| Work item |
The answer must consist of each line of the records below that contains the string "LINKED".
---------- The data ----------
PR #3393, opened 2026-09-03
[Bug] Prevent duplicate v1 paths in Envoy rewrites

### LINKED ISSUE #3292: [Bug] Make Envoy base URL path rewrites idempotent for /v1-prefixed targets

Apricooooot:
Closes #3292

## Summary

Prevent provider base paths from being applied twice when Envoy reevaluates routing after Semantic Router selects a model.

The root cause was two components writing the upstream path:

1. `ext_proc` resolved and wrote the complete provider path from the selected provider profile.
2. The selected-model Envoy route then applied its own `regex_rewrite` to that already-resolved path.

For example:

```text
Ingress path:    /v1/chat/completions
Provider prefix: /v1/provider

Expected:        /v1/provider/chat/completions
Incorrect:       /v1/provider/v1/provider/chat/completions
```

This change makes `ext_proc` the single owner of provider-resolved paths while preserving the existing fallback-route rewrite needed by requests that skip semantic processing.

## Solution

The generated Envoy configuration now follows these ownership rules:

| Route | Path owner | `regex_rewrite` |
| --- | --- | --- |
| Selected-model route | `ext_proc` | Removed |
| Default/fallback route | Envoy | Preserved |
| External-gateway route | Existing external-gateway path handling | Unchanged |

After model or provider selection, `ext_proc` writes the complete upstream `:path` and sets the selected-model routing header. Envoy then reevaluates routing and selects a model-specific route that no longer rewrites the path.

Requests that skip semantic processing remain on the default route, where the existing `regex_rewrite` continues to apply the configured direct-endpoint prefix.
----------
---------- The data ----------
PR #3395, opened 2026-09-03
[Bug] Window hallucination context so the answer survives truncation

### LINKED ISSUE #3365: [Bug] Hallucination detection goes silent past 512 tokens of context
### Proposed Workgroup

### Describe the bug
----------
| Response area |
### LINKED ISSUE #3292: [Bug] Make Envoy base URL path rewrites idempotent for /v1-prefixed targets
### LINKED ISSUE #3365: [Bug] Hallucination detection goes silent past 512 tokens of context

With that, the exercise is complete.